The way this is worded seems to imply that at most 99 backreferences are allowed. Is this the intent? The sentence I'm referring to is: "The construct \N where N is a single digit is always recognized as a back-reference; if this is followed by further digits, these digits are taken to be part of the back-reference if and only if the resulting number NN is such that the back-reference is preceded by NN or more opening parentheses" Is there any reason to impose a limit of 99? Of course, I can't imagine any real use cases that would need more than 99 backreferences, but why impose an arbitrary limit in the language itself?
The problem with making \11 illegal in the scenario mentioned is that you can't express \1 followed by the literal "1". Wouldn't it just be best to treat \11 as a backreference if there have been 11 closed subexpressions before, otherwise treat it as \1 followed by the literal "1" ?
>The way this is worded seems to imply that at most 99 backreferences are allowed. Is this the intent? No, this wasn't the intent. NN was intended as a convenient variable-name representing a number of two or more digits. I think if there were a restriction to two digits, we would not rely on this choice of variable-name to say so. >The problem with making \11 illegal Yes, whoever designed this syntax deserves to be shot. But we made a policy decision to be compatible with Perl, warts and all.
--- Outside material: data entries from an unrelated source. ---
PR #2595, opened 2018-08-15
Config Profile SystemType null check.

StephenHodgson:
Overview
---
Made sure we're checking if the `SystemType` is not null before attempting to check if that `SystemType`'s resolved Type was not null.

This was causing our unit tests to fail.

Unit Tests now pass with flying colors.


keveleigh:
Does the [InputSystem check](https://github.com/Microsoft/MixedRealityToolkit-Unity/blob/b55bed358775b1c111cd495bec5163bca7913880/Assets/MixedRealityToolkit/_Core/Definitions/MixedRealityConfigurationProfile.cs#L94) need to be updated too?

StephenHodgson:
Wasn't preventing us from passing our unit tests so it fell through the cracks.

Nice find!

Michael Kay (personal response) P.S. This bug is marked CLOSED. If you feel there is an issue that the WG needs to address, please either re-open the bug or open a new one. CLOSED bugs don't get onto the agenda.
> The problem with making \11 illegal in the scenario mentioned is that you > can't express \1 followed by the literal "1". Actually, you can: "(?:\1)1" does exactly that and is the recommended way explained in "Mastering Regular Expressions" by Friedl, to remove the ambiguity. PS: this is no intend to reopen the bug, I just stumbled upon this while working on test case fn-matches-38, which was written in reference to this bug.